5. In addition practices proposed, such as age and medical condition profiling, violate the equal protection of law, and allow bills of attainder, in which the government could unconstitutionally deny vital healthcare based on their belief only certain groups deserve the right to this vital care and that other profiled groups such as the elderly should not be entitled to same treatments of the “healthy and young” group.

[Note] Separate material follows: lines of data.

PR #275, opened 2018-10-24
VTN-11574 dynamically run widget sagas (again)

olslash:
this was previously merged but reverted https://github.com/veritone/veritone-sdk/pull/248

in this PR i forgot to account for storybook, and I didn't document the new requirement that smart component sagas be included in user-apps root sagas.

I also didn’t account for dependencies such as when a widget uses a smart component that has a saga.

More thought is needed.

Add a thing in BaseStory that starts/stops sagas, and add the requirement to README.md that if you use a smart component, you have to add its saga to your app's root saga.

also need to export the sagas if they aren't already.

it should probably be a major version because apps need to remove existing smart component sagas from their own root saga.


MmtBkn:
Closing as no activity over a long period of time.

PR #279, opened 2018-10-29
VTN-11759 after some refactoring processing fetch entites response go…

AlexOVeritone:
…t broken, fix it up and use new query.

Link to Ticket: https://steel-ventures.atlassian.net/browse/VTN-11759

Reviewers
@ChrisPelletier

Purpose
Fingerprint wuld request entities but response would not get stores in the redux.

What Changed
Store entities response in common redux, not per widget. Use new query to fetch entites

How should we monitor this?
Media details page, FigerPring output shout show entities and libraries.

### DIFF
--- a/packages/veritone-widgets/src/redux/modules/mediaDetails/saga.js
+++ b/packages/veritone-widgets/src/redux/modules/mediaDetails/saga.js
@@ -619,11 +619,12 @@ function* watchUpdateTdoContentTemplates() {
   });
 }
 
-function* fetchEntities(widgetId, entityIds) {
-  yield put({ type: REQUEST_ENTITIES, meta: { widgetId } });
-  let entityQueries = entityIds.map((id, index) => {
-    return `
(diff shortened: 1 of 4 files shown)


packages/veritone-widgets/src/redux/modules/mediaDetails/saga.js
```diff
@@ -637,40 +638,39 @@ function* fetchEntities(widgetId, entityIds) {
...
-      error: 'Error thrown while fetching entities',
-      meta: { widgetId }
+      error: 'Error fetching entities from server.'
     });
   }
   yield put({
     type: REQUEST_ENTITIES_SUCCESS,
-    payload: response.data,
-    meta: { widgetId }
+    payload: response.data.entities.records
```
ChrisPelletier: Should we use a get here? I don't think it will get here because of the return when there is an error in the response but just in case?

PR #282, opened 2018-11-01
VTN-11610 emit event when face entity is updated.

AlexOVeritone:
Link to Ticket: https://steel-ventures.atlassian.net/browse/VTN-11610

Reviewers
---------
@ChrisPelletier @atb91590 

Purpose
-------
For Wazee integration when user edits entity in the face engine output, or resets edit to original - CMS should notify them.

What Changed
------------
In MDP added saga that'll call GQL to emit EntityUpdated even.
Decided to put that in MDP code because 1. potentially entities could be updated in different components: logo, object, face, etc. 2. This is Veritone+Wazee specific usecase, so probable smart components should not emit such event if reused outside of MDP.

How should we monitor this?
---------------------------
MDP save Face/Transcript, restore original should work as it worked before. For event check nsq logs on the environments.
Keep in mind that event first has to be created manually as described in https://steel-ventures.atlassian.net/browse/VTN-11513

### DIFF
--- a/packages/veritone-widgets/src/redux/modules/mediaDetails/saga.js
+++ b/packages/veritone-widgets/src/redux/modules/mediaDetails/saga.js
@@ -23,10 +23,6 @@ import {
 } from 'lodash';
 import { helpers, modules } from 'veritone-redux-common';
 import {
-  pendingUserEdits,
-  ADD_DETECTED_FACE,
-  REMOVE_DETECTED_FACE,
-  CANCEL_FACE_EDITS,
   SAVE_FACE_EDITS_SUCCESS
 } from './faceEngineOutput';
 import {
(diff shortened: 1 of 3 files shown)


packages/veritone-widgets/src/redux/modules/mediaDetails/saga.js
```diff
@@ -886,6 +887,41 @@ function* watchRestoreOriginalEngineResults() {
...
+  const input = {
+    eventName: 'EntityUpdated',
+    eventType: 'entity',
+    application: '8a37c1d0-3f3b-48d0-a84e-2b8e3646fbe5',
+    payload: `{ "recordingId": "${tdoId}" }`
+  };
+
+  try {
+    if (tdoId) {
+      const response = yield call(fetchGraphQLApi, {
```
ChrisPelletier: Can we use callGraphQLApi here? https://github.com/veritone/veritone-sdk/blob/fdd6201b9e849b331c1bb436af0dffc60b2505f6/packages/veritone-widgets/src/redux/modules/engineOutputExport/index.js#L424

AlexOVeritone: Thank you. I'll address this in a separate commit.

PR #283, opened 2018-11-01
VTN-11800 Media player overlay auto select

SETA-thanhnt:


olslash:
this won't work because the IDs of bounding boxes in this component are actually supplied by the user of the component -- for example if I create a new bounding box and save it to the server, the server will assign an ID and i use _that id_ to identify the box.

so I'm not 100% sure how to handle auto-select without implementing it on the user's side

SETA-thanhnt:
@olslash 
Yes, currently bounding box ID is created by client app.
The idea here is creating bounding box ID from MediaPlayer, then return bounding box data (include ID) to client app. The app is able to override the ID if necessary.
I will modify Redact app logic after this PR is merged and released.

PR #294, opened 2018-11-14
VTN-11400 fail 24h+ incomplete tasks.

AlexOVeritone:
Link to Ticket: https://steel-ventures.atlassian.net/browse/VTN-11400

## Reviewers

@ChrisPelletier 

## Purpose
If task is not in one of the final statuses for 24h+ consider it failed. Do this on the client. Api will respect task status.

## Dependencies
GQL https://github.com/veritone/core-graphql-server/pull/1192

## Hygiene

* [ ] Tested in dev environment


AlexOVeritone:
yep

PR #298, opened 2018-12-03
VTN-9468 From a video media file after going to the "Trim and Process…

seta-huongdv:
https://steel-ventures.atlassian.net/browse/VTN-9468


JordanBelford:
@olslash this looks fine to me but let me know if you have any objections

PR #301, opened 2018-12-10
By Scene face detection filtering

ChrisPelletier:
https://steel-ventures.atlassian.net/projects/VTN/issues/VTN-11620

When we are displaying face detection and the users select By Scene in the engine output header dropdown we should be filtering both face detections and face recognitions.

### DIFF
--- a/packages/veritone-react-common/src/components/FaceEngineOutput/RecognizedFaceMatch/index.js
+++ b/packages/veritone-react-common/src/components/FaceEngineOutput/RecognizedFaceMatch/index.js
@@ -29,7 +29,7 @@ class RecognizedFaceMatch extends Component {
           <div className={styles.entityFullName}>{entity.fullName}</div>
         </div>
         <div>
-          {confidence && (
+          {!!confidence && (
             <div className={cx(styles.timeSlotConfidence, confidenceColor)}>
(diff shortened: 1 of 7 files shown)


packages/veritone-react-common/src/components/FaceEngineOutput/RecognizedFaceMatch/index.js
```diff
@@ -29,7 +29,7 @@ class RecognizedFaceMatch extends Component {
           <div className={styles.entityFullName}>{entity.fullName}</div>
         </div>
         <div>
-          {confidence && (
+          {!!confidence && (
```
dapengAtVeritone: why !! ?

ChrisPelletier: Because is confidence is undefined then react will render it as a 0. I could use lodashs !isUndefined(confidence) to make it more clear.

dapengAtVeritone: Thanks! I am a layperson to React so please do it in your way. :)  I saw `&&` behind it so thought confidence will be boolean for sure.

PR #309, opened 2019-01-23
Sdo integration changes to master

atb91590:
Focus day efforts to move all sdo-integration stuff into veritone-react-components.

There were some changes that made it to master at some point, but has since become unsynced. These components will be removed in favor of those in the new repo.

Profiling of groups to which different laws and services are granted or denied is not constitutional and is a bill or act of attainder
6. The governemtent has overstepped it’s bounds repeatly in what it can and cannot collect or distribute taxes for, medical care is not one of them
7. The government is not authorized to redistribute wealth, regardless of how rich or poor any citizen is
We have seen examples of what Americans do when their rights are threatened and when they are unjustly taxed, the revolution was sparked by taxation without representation, the Boston Tea party as a result of the Stamp Act, the women’s liberation movement among other things, fought for the right to vote for women being taxed but denied representation, the onslaught of protests against the Bailouts, is another example of th epeople reacting to this government abuse of power and blatant inference that certain texts give them these rights which of course they actually do not. Americans may be lazy, lemming, pushovers sometimes but once pushed to the edge, they will stand up and when they do I certainly wouldn’t want to be in their path, I would be behind them.